To determine the feasibility of a reaction based on its enthalpy and entropy, we can use the Gibbs free energy equation: \[ \Delta G = \Delta H - T \Delta S \] Where: - \(\Delta G\) = Gibbs free energy change - \(\Delta H\) = Enthalpy change - \(T\) = Temperature in Kelvin - \(\Delta S\) = Entropy change ### Step-by-Step Solution: 1. **Convert Temperature to Kelvin**: The temperature is given as \(27^\circ C\). To convert this to Kelvin: \[ T = 27 + 273 = 300 \, K \] **Hint**: Remember to always convert Celsius to Kelvin by adding 273. 2. **Identify Given Values**: We are given: - \(\Delta H = 15 \, kJ/mol\) - \(T = 300 \, K\) **Hint**: Ensure that all units are consistent.
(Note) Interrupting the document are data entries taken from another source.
PR #182, opened 2026-05-14
sync nvml.h with CUDA version 13.1.2

tariq1890:
This PR synchronises the `nvml.h` file with that of the CUDA 13.1 toolkit.

The nvml header file can be found [here](https://developer.download.nvidia.com/compute/cuda/redist/cuda_nvml_dev/linux-x86_64/cuda_nvml_dev-linux-x86_64-13.1.115-archive.tar.xz)


pkg/nvml/device.go
```diff
@@ -2125,6 +2143,14 @@ func (device nvmlDevice) ReadWritePRM_v1(buffer *PRMTLV_v1) Return {
 	return nvmlDeviceReadWritePRM_v1(device, buffer)
 }
 
+func (l *library) DeviceReadPRMCounters_v1(device Device, counterList *PRMCounterList_v1) Return {
+	return device.ReadPRMCounters_v1(counterList)
+}
+
+func (device nvmlDevice) ReadPRMCounters_v1(counterList *PRMCounterList_v1) Return {
```
tariq1890: @klueska Acknowledged that I need to rework the input params of this method. Before I do that, I think we need to convert the *PRMCounterList_v1 pointer type in C to a go slice. Does `c-for-go` support this?

pkg/nvml/device.go
```diff
@@ -3547,6 +3592,14 @@ func (device nvmlDevice) GetSramUniqueUncorrectedEccErrorCounts(errorCounts *Ecc
 	return nvmlDeviceGetSramUniqueUncorrectedEccErrorCounts(device, errorCounts)
 }
 
+func (l *library) DeviceSetRusdSettings_v1(device Device, settings RusdSettings_v1) Return {
+	return device.SetRusdSettings_v1(settings)
+}
+func (device nvmlDevice) SetRusdSettings_v1(settings RusdSettings_v1) Return {
+	settings.Version = STRUCT_VERSION(settings, 1)
```
tariq1890, line 3640: setting the `STRUCT_VERSION` as requested in the earlier PR

pkg/nvml/device.go
tariq1890: never mind. I think I got the idea of the *PRMCounterList struct now. Please let me know what you think of the latest iteration of ReadPRMCounters_v1

pkg/nvml/device.go
```diff
@@ -2125,6 +2146,41 @@ func (device nvmlDevice) ReadWritePRM_v1(buffer *PRMTLV_v1) Return {
 	return nvmlDeviceReadWritePRM_v1(device, buffer)
 }
 
+func (l *library) DeviceReadPRMCounters_v1(device Device, prmCounters []PRMCounterId, localPort int) ([]PRMCounter_v1, Return) {
```
cdesiniotis, line 2149: I prefer updating this method signature (and the others added in this PR) to align more closely with the NVML API:
```suggestion
func (l *library) DeviceReadPRMCounters_v1(device Device, prmCounterList *PRMCounterList_v1) ([]PRMCounter_v1, Return) {
```

Here are some examples of existing methods where we require users to pass in a custom data type (like `PRMCounterList_v1`):
https://github.com/NVIDIA/go-nvml/blob/6d746b3c04d2e162bc816b813acff76d1b2e0eab/pkg/nvml/device.go#L2869
https://github.com/NVIDIA/go-nvml/blob/6d746b3c04d2e162bc816b813acff76d1b2e0eab/pkg/nvml/device.go#L3441
https://github.com/NVIDIA/go-nvml/blob/6d746b3c04d2e162bc816b813acff76d1b2e0eab/pkg/nvml/device.go#L3502

The main benefit here is that if NVML were to add new fields to the v1 structs, like `nvmlPRMCounterInput_v1_t`, we could support these fields without changing the method signature (and thus breaking users).

tariq1890: So, the `PRMCounterList_v1` is just the C-style representation of an array of the `PRMCounter_v1` type

```
type PRMCounterList_v1 struct {
	NumCounters uint32
	Counters    *PRMCounter_v1
}
```

I am not entirely sure if the `PRMCounterList_v1` struct itself will change beyond this

tariq1890: Note that if we take the `PRMCounterList_v1` type as the input parameter, then the users would be expected to initialise the array and provide a pinned go pointer to the first element of that array as part of the `PRMCounterList_v1` struct they pass in as input. The wrapper abstracts out all of those bits

cdesiniotis: Got it. I think in this case we have a strong argument to abstract away this complexity then. We can keep the method signature as currently implemented.

pkg/nvml/device.go
```diff
@@ -3512,6 +3578,25 @@ func (device nvmlDevice) WorkloadPowerProfileClearRequestedProfiles(requestedPro
 	return nvmlDeviceWorkloadPowerProfileClearRequestedProfiles(device, requestedProfiles)
 }
 
+// nvml.DeviceWorkloadPowerProfileUpdateProfiles_v1
+func (l *library) DeviceWorkloadPowerProfileUpdateProfiles_v1(device Device, operation PowerProfileOperation, profileTypes []PowerProfileType) Return {
+	return device.WorkloadPowerProfileUpdateProfiles_v1(operation, profileTypes)
+}
+
+func (device nvmlDevice) WorkloadPowerProfileUpdateProfiles_v1(operation PowerProfileOperation, profileTypes []PowerProfileType) Return {
```
cdesiniotis, line 3586: Thoughts on updating this method signature?

```suggestion
func (device nvmlDevice) WorkloadPowerProfileUpdateProfiles_v1(updateProfiles *WorkloadPowerProfilesUpdateProfiles_v1) Return {
```

Note, there appears to be a similar Go-wrapper method that does align more closely with the NVML method signature: https://github.com/NVIDIA/go-nvml/blob/6d746b3c04d2e162bc816b813acff76d1b2e0eab/pkg/nvml/device.go#L3502

tariq1890: Sure, will make the change

tariq1890: So, if we make this change, it would mean that users of this method would have to do the Int32 slice to bitmask conversion themselves. 

Right now, the wrapper method calls this helper which will construct the bit mask to apply the desired power profiles

```
func int32SliceToMask255(s []int32) Mask255 {
	var m Mask255
	for _, p := range s {
		if p < 0 || p >= 255 {
			continue
		}
		m.Mask[p/32] |= 1 << (uint32(p) % 32)
	}
	return m
}
```

cdesiniotis (approved):

PR #204, opened 2026-08-26
device: guard zero instance count in GetGpuInstances/GetComputeInstances

EylonKrause:
## Problem

`Device.GetGpuInstances` and `Device.GetComputeInstances` read the instance count from the profile info and immediately take the address of the first slice element:

```go
var count = info.InstanceCount
gpuInstances := make([]nvmlGpuInstance, count)
ret := nvmlDeviceGetGpuInstances(device, info.Id, &gpuInstances[0], &count)
```

When `count` is 0 (a zero-valued or hand-built `GpuInstanceProfileInfo` / `ComputeInstanceProfileInfo`, i.e. an invalid profile, since `InstanceCount` is the profile's maximum instance count) `&gpuInstances[0]` panics with an index-out-of-range instead of returning a `Return` code.

## Fix

Guard the zero case (mirroring the existing `nil`-info guard just above): return `nil, ERROR_INVALID_ARGUMENT` when the count is zero, before indexing.

## Testing

`go build ./...` and `go vet ./pkg/nvml/` pass.

### DIFF
--- a/pkg/nvml/device.go
+++ b/pkg/nvml/device.go
@@ -2376,6 +2376,9 @@ func (device nvmlDevice) GetGpuInstances(info *GpuInstanceProfileInfo) ([]GpuIns
 		return nil, ERROR_INVALID_ARGUMENT
 	}
 	var count = info.InstanceCount
+	if count == 0 {
+		return nil, ERROR_INVALID_ARGUMENT
+	}
 	gpuInstances := make([]nvmlGpuInstance, count)
 	ret := nvmlDeviceGetGpuInstances(device, info.Id, &gpuInstances[0], &count)
 	return convertSlice[nvmlGpuInstance, GpuInstance](gpuInstances[:count]), ret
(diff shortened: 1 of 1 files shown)


myeolenv:

pkg/nvml/device.go
```diff
@@ -2376,6 +2376,9 @@ func (device nvmlDevice) GetGpuInstances(info *GpuInstanceProfileInfo) ([]GpuIns
 		return nil, ERROR_INVALID_ARGUMENT
 	}
 	var count = info.InstanceCount
+	if count == 0 {
```
kvalliyurnatt, line 2379: IIUC InstanceCount refers to the maximum instances for the profile, so if this is zero that would actually be an invalid input right ? shouldn't we be returning `ERROR_INVALID_ARGUMENT` ?

EylonKrause: Agreed — `InstanceCount` is the profile's maximum instance count, so a zero means a bogus or uninitialized profile struct rather than "no instances". Changed both guards to return `nil, ERROR_INVALID_ARGUMENT`, the same as the nil-info check right above them, and amended the commit so the message says so.

kvalliyurnatt (approved):

tariq1890 (approved):

PR #63, opened 2022-07-26
Add plugins system

arbulu89:
Implement the fact gathering plugins system.

Most of the "How to use plugins" information added in the README file, so have a look there.

Besides that, the code simply adds the option to load plugins using [go-plugin](https://github.com/hashicorp/go-plugin) and a minimal RPC option. gRPC is not included yet, as it only enables other languages usage by now, and I think that unless we have some user asking it, we can skip it by now.

In any case, the code to use gRPC and even the native golang plugins system is more or less there (pending to add more PluginLoaders and relevant code).

Finally, some other additions:
- Update the rpm spec file to create the plugins folder
- Update the CI to test the plugins usage as more integration test.
- The go-plugin logging "defaulted" to use the same level provided to the trento agent command


CDimonaco (approved):
LGTM

nelsonkopliku (commented):
Nice stuff!

If I understand this correctly this is what happens:
- we have the agent binary with already some embedded gatherers, the ones we deliver
- the user can write his own gatherers (go files following a structure) 
- build those extra gatherers and place the output in a known location
- upon agent restart the user defined gatherers plugins will be loaded from the specified location

Am I getting this correctly? The Agent just needs to be restarted, correct?

arbulu89:
> Nice stuff!
> 
> If I understand this correctly this is what happens:
> 
>     * we have the agent binary with already some embedded gatherers, the ones we deliver
> 
>     * the user can write his own gatherers (go files following a structure)
> 
>     * build those extra gatherers and place the output in a known location
> 
>     * upon agent restart the user defined gatherers plugins will be loaded from the specified location
> 
> 
> Am I getting this correctly? The Agent just needs to be restarted, correct?

Yes, perfectly explained! XD

nelsonkopliku (approved):

PR #64, opened 2022-07-28
Remove the flavor field and add the installation source

arbulu89:
The `flavor` field is not used in the Agent since the web code was extracted, and there is not any "premium" capability.
For that reason it is removed.

And in order to have more information in our telemetry system, a new "installation source" metric is added, so we know how the agent was installed. The options are:

- `Community`: The agent was build after getting it from Github (whether downloading the code and building or getting the artficats)
- `Suse`: The agent is installed through a RPM package coming from OBS/IBS. There is not any distinctions between the source repository.

### DIFF
--- a/test/fixtures/discovery/host/expected_published_host_discovery.json
+++ b/test/fixtures/discovery/host/expected_published_host_discovery.json
@@ -13,6 +13,7 @@
         "cpu_count": 2,
         "socket_count": 1,
         "total_memory_mb": 4096,
-        "agent_version": "trento-agent-version"
+        "agent_version": "trento-agent-version",
+        "installation_source": "Community"
     }
 }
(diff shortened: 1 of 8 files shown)


test/fixtures/discovery/host/expected_published_host_discovery.json
```diff
@@ -13,6 +13,7 @@
         "cpu_count": 2,
         "socket_count": 1,
         "total_memory_mb": 4096,
-        "agent_version": "trento-agent-version"
```
CDimonaco, line 16: I'm just curious, this fixture are some api response? Or we use them in order to deep match a struct, like serialize the struct and deep match this fixtures in test?

arbulu89: This json is what the agent is supposed to send to the web side, to the `/api/collect` endpoint.

CDimonaco: Thanks for clarification! I'm still exploring the codebase 👀

CDimonaco:
LGTM

CDimonaco (approved):

PR #65, opened 2022-08-02
Add AgentID and CheckID fields to facts result

arbulu89:
Add AgentID and CheckID fields to facts request and result, on order to provide Wanda all the required data.

@CDimonaco I have created the new `CreateFactWithRequest` function in order to make the creation easier and more standardized. It is used in the `Gather` function of the `corosyncconf.go` file. I was thinking if we could enforce the usage of this method somehow in the `Gather` functions, so new gatherers don't miss all the fields. Do you know any trick we could have to enforce this? Maybe there isn't hehe, and we would need to validate later on all the fields are populated.

### DIFF
--- a/internal/factsengine/factsengine.go
+++ b/internal/factsengine/factsengine.go
@@ -113,7 +113,7 @@ func (c *FactsEngine) handleRequest(request []byte) error {
 		return err
 	}
 
-	gatheredFacts, err := gatherFacts(factsRequests, c.factGatherers)
+	gatheredFacts, err := gatherFacts(c.agentID, factsRequests, c.factGatherers)
 	if err != nil {
 		log.Errorf("Error gathering facts: %s", err)
 		return err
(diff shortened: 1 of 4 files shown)


CDimonaco:
We can't really enforce that, we need to validate the fields, of course we can do that in the new function, or we could use a separate Validate function, or we could use a builder pattern, and on the build method we perform all the validation.

My suggestion is to validate into the costructor function if we have few fields and we know upfront the validation problems that could occur on the creation

arbulu89:
> We can't really enforce that, we need to validate the fields, of course we can do that in the new function, or we could use a separate Validate function, or we could use a builder pattern, and on the build method we perform all the validation.
> 
> My suggestion is to validate into the costructor function if we have few fields and we know upfront the validation problems that could occur on the creation

Ok, thanks!
We will implement the validation them once we know exactly the "definitive" (for the 1st iteration) fields

nelsonkopliku (commented):
I came late to this party :sweat_smile: 
Anyway.

The addition of the missing fields looks good to me, if I remember correctly they're what the latest discussions made emerge.

Still, as per recent discussions on slack, we have a pending decision to be made which revolves around:
- event semantic for the messages exchanged by the components (ie integration events: something like: FactsGatheringRequested or FactsGatheringCompleted and similar)
- Error definition and representation
- schema for the messages (cloudevents|custom|others)

I guess we will iterate over.

PR #67, opened 2022-08-04
Corosync cmapctl gatherer

rtorrero:
This PR adds a gatherer to collect facts from the `corosync-cmapctl` binary and makes it available through our factsengine

Note that I had to move the utils to a separate package as I was incurring in cyclic dependencies when attempting it to use it in the internal package


internal/factsengine/gatherers/corosynccmapctl.go
```diff
@@ -0,0 +1,45 @@
+package gatherers
+
+import (
+	log "github.com/sirupsen/logrus"
+	"github.com/trento-project/agent/internal/utils"
+)
+
+const (
+	CorosyncCmapCtlFactKey = "corosync-cmapctl"
```
arbulu89, line 9: In the package version gatherer I have used `_` as "splitter". We should agree on this hehe
`-` or `_`?

internal/factsengine/gatherers/corosynccmapctl.go
```diff
@@ -0,0 +1,45 @@
...
+	return &CorosyncCmapctlGatherer{
+		executor: Executor{},
+	}
+}
+
+func (s *CorosyncCmapctlGatherer) Gather(factsRequests []FactRequest) ([]Fact, error) {
+	facts := []Fact{}
+	log.Infof("Starting corosync-cmapctl facts gathering process")
+
+	corosyncCmapctl, err := s.executor.Exec( // nolint:gosec
```
arbulu89, line 26: Why are we disabling linting here? I think we can remove it safely as the arguments are constants

internal/factsengine/gatherers/corosynccmapctl.go
```diff
@@ -0,0 +1,45 @@
...
+		"corosync-cmapctl", "-b")
+	if err != nil {
+		return facts, err
+	}
+
+	corosyncCmapctlMap := utils.FindMatches(`(?m)^(\S*)\s\(\S*\)\s=\s(.*)$`, corosyncCmapctl)
+
+	for _, factReq := range factsRequests {
+		if value, ok := corosyncCmapctlMap[factReq.Argument]; ok {
+			facts = append(facts, Fact{
```
arbulu89, line 36: Let's use the new `NewFactWithRequest` function, so we create the facts with all the needed fields

internal/factsengine/gatherers/corosynccmapctl.go
```diff
@@ -0,0 +1,45 @@
...
+	corosyncCmapctl, err := s.executor.Exec( // nolint:gosec
+		"corosync-cmapctl", "-b")
+	if err != nil {
+		return facts, err
+	}
+
+	corosyncCmapctlMap := utils.FindMatches(`(?m)^(\S*)\s\(\S*\)\s=\s(.*)$`, corosyncCmapctl)
+
+	for _, factReq := range factsRequests {
+		if value, ok := corosyncCmapctlMap[factReq.Argument]; ok {
```
arbulu89, line 35: What if the value is not found?
We should handle this scenario. Maybe by now, we can put a log, but at some point we need to send back a fact with this data (maybe a new define hack).

internal/factsengine/gatherers/corosynccmapctl_test.go
```diff
@@ -0,0 +1,112 @@
...
+)
+
+type CorosyncCmapctlTestSuite struct {
+	suite.Suite
+}
+
+func TestCorosyncCmapctlTestSuite(t *testing.T) {
+	suite.Run(t, new(CorosyncCmapctlTestSuite))
+}
+
```
arbulu89, line 20: Maybe we will need to have a test for the scenario that the wanted fact is not present (new unhandled scenario I comment in a previous comment)

arbulu89 (changes requested):
Nice @rtorrero ,
You will need to rebase from main to get the latest changes, which will break some tests I'm afraid hehe

Besides that, once this or the `package_version` gatherer PRs are merge, we will need to rebase back again, as they have duplicated code for the command executor.

Finally, this new gatherer must be enabled in the `factsengine` code, as corosyncconf is right now. Otherwise we cannot really use it.

I would try to compile the binary and run to see that it actually works:
```
./trento-agent facts gather --gatherer corosync-cmapctl --argument runtime.config.totem.consensus
```

internal/factsengine/gatherers/corosynccmapctl.go
rtorrero: it's not really splitting anything, but reflecting the name of the binary as-is in the same way `corosync.conf` is the fact key for the corosync configuration gatherer. I still understand the confusion and don't have a strong opinion on this, wdyt?

rtorrero:
Thanks for the review, indeed I was missing enabling the gatherer in the facts engine. Seems to work correctly now:

```
INFO[2022-08-04 11:24:01] Using config file: /etc/trento/agent.yaml    
INFO[2022-08-04 11:24:01] Starting corosync-cmapctl facts gathering process 
INFO[2022-08-04 11:24:01] Requested corosync-cmapctl facts gathered    
INFO[2022-08-04 11:24:01] Gathered fact for "corosync-cmapctl" with argument "runtime.config.totem.consensus": 
INFO[2022-08-04 11:24:01] {
  "name": "runtime.config.totem.consensus",
  "value": "36000",
  "check_id": ""
} 
```

internal/factsengine/gatherers/corosynccmapctl.go
```diff
@@ -0,0 +1,47 @@
...
+			fact := NewFactWithRequest(factReq, fmt.Sprint(value))
+			facts = append(facts, fact)
+		} else {
+			log.Warnf("%s gatherer: requested fact %s not found", CorosyncCmapCtlFactKey, factReq.Argument)
```
arbulu89, line 41: I have used `log.Errorf` in other gatherers, but I guess it doesn't really matter that much.
Once we know how to populate the failed fact gatherings we will need to come back and finish the job hehe

arbulu89 (approved):
Perfect!
Green light from my side

PR #68, opened 2022-08-04
Implement crm_mon and cibadmin gatherers

arbulu89:
`crm_mon` and `cibadmin` gatherers.

In order to get the values, `xpath` is used. Given a xpath string, the value corresponding to this xpath is returned as path.
As both have xml as output, I have created this `xml` file which basically works with any generic xml output. 

Example:
```
 # ./trento-agent facts gather --gatherer crm_mon --argument "//resource[@resource_agent='stonith:external/sbd']/@role"
INFO[2022-08-04 15:04:02] Starting crmmon facts gathering process      
INFO[2022-08-04 15:04:02] Requested crmmon facts gathered              
INFO[2022-08-04 15:04:02] Gathered fact for "crm_mon" with argument "//resource[@resource_agent='stonith:external/sbd']/@role": 
INFO[2022-08-04 15:04:02] {
  "name": "//resource[@resource_agent='stonith:external/sbd']/@role",
  "value": "Started",
  "check_id": ""
} 
```


internal/factsengine/gatherers/cibadmin_test.go
```diff
@@ -0,0 +1,145 @@
...
+
+	p := &CibAdminGatherer{
+		executor: mockExecutor,
+	}
+
+	factRequests := []FactRequest{
+		{
+			Name:     "instance_number",
+			Gatherer: "cibadmin",
+			Argument: "//primitive[@type='SAPHana']/instance_attributes/nvpair[@name='InstanceNumber']/@value",
```
nelsonkopliku, line 43: `//primitive[@type='SAPHana']/instance_attributes/nvpair[@name='InstanceNumber']/@value`
`//primitive[@type='SAPHana']/instance_attributes/nvpair[@name='SID']/@value`

this is what will be there in the DSL, I am wondering if we could simplify that by expecting something different, something like just the `instanceNumber` or `SID`, since the rest is actually the same :thinking: 

Anyway, I believe it is enough as a starting point, yet, I'd reason about options to simplify.

internal/factsengine/gatherers/xml.go
```diff
@@ -0,0 +1,37 @@
...
+	for _, factReq := range factsRequests {
+		x, err := xmlpath.Compile(factReq.Argument)
+		if err != nil {
+			log.Errorf("Error compiling xpath: %s", factReq.Argument)
+			return nil, err
+		}
+
+		value, ok := x.String(root)
+		if !ok {
+			// TODO: Decide together with Wanda how to deal with errors. `err` field in the fact result?
```
nelsonkopliku, line 28: Good point, we need to make this agreement 

@trento-project/developers we need this agreement, shall we refine the thing? (there's an item here https://jira.suse.com/browse/CFSA-840)

internal/factsengine/gatherers/crmmon_test.go
```diff
@@ -0,0 +1,145 @@
...
+
+	p := &CrmMonGatherer{
+		executor: mockExecutor,
+	}
+
+	factRequests := []FactRequest{
+		{
+			Name:     "role",
+			Gatherer: "crm_mon",
+			Argument: "//resource[@resource_agent='stonith:external/sbd']/@role",
```
nelsonkopliku, line 43: Same thought as the previous one: would it make sense to simplify?

nelsonkopliku (approved):
Looks good :rocket: 

Two points for possible followups:
- error representation/handling agreement
- possible simplification of the xpath arguments

internal/factsengine/gatherers/cibadmin_test.go
nelsonkopliku: I see also how that would require also accepting `type`, which opens to what @rtorrero raised recently about the possibility to provide support for multiple `Arguments`.

arbulu89: Well, it turns out that these 2 examples are almost identical, but the xml output from cibadmin and crm_mon has a lot of paths. We couldn't really simply that much. At the end a xml output is a pretty generic thing, and the user would want to get any part of it.

Other examples:
```
//rcs_location[@node="node01"]/@rsc
//lrm_resource[@class="ocf]/lrm_rsc_op[@operation="monitor"]/@operation_key
```

At the end, the user would like to get any item from the xml. I think that trying to simply if would make the opposite, make it more difficult.
Finally, `xpath` is pretty well known standard (specially from the times where xml was more used), so I think keep in it as it is is the best solution

nelsonkopliku: I understand... let's just go further.

internal/factsengine/gatherers/xml.go
arbulu89: Yes, we need to refine it

PR #69, opened 2022-08-04
Implement systemd daemons state gatherer

arbulu89:
systemd states gatherer. I have decide to go with the golang `systemd` pacakge together with `dbus`. Maybe it is a bit of a overkill, as we could simply run the `systemctl is-active` command, but this options makes it more extensible, as we can easily gather other fields of the daemon state in the future.

Here the api of dbus for additional help: https://pkg.go.dev/github.com/coreos/go-systemd/v22/dbus

Example:
```
./trento-agent facts gather --gatherer systemd --argument corosync
INFO[2022-08-04 15:14:56] Starting systemd state facts gathering process 
INFO[2022-08-04 15:14:56] Requested systemd state facts gathered       
INFO[2022-08-04 15:14:56] Gathered fact for "systemd" with argument "corosync": 
INFO[2022-08-04 15:14:56] {
  "name": "corosync",
  "value": "inactive",
  "check_id": ""
} 

```

```
./trento-agent facts gather --gatherer systemd --argument k3s
INFO[2022-08-04 15:15:12] Starting systemd state facts gathering process 
INFO[2022-08-04 15:15:12] Requested systemd state facts gathered       
INFO[2022-08-04 15:15:12] Gathered fact for "systemd" with argument "k3s": 
INFO[2022-08-04 15:15:12] {
  "name": "k3s",
  "value": "active",
  "check_id": ""
} 

```


nelsonkopliku (approved):
Pretty clear :heavy_check_mark:

dottorblaster:
> Maybe it is a bit of a overkill

I think this is the correct approach instead, good shot.

dottorblaster (approved):
LGTM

Here, we will convert \(\Delta H\) to Joules: \[ \Delta H = 15 \, kJ/mol = 15 \times 10^3 \, J/mol = 15000 \, J/mol \] 3. **Set Up the Gibbs Free Energy Condition**: For the reaction to be feasible, \(\Delta G\) must be negative: \[ \Delta G < 0 \implies \Delta H - T \Delta S < 0 \] Rearranging gives: \[ \Delta H < T \Delta S \] or \[ \frac{\Delta H}{T} < \Delta S \] **Hint**: This means that the entropy change must be greater than the ratio of enthalpy change to temperature. 4. **Substituting the Values**: Substitute the values of \(\Delta H\) and \(T\) into the inequality: \[ \frac{15000 \, J/mol}{300 \, K} < \Delta S \] 5. **Calculate the Left Side**: \[ \frac{15000}{300} = 50 \, J/mol \cdot K \] Thus, we have: \[ 50 < \Delta S \] **Hint**: Always perform the division carefully to ensure accuracy. 6. **Conclusion**: The reaction will be feasible if the entropy change (\(\Delta S\)) is greater than \(50 \, J/mol \cdot K\). ### Final Answer: The reaction will be feasible if the entropy is greater than \(50 \, J/mol \cdot K\).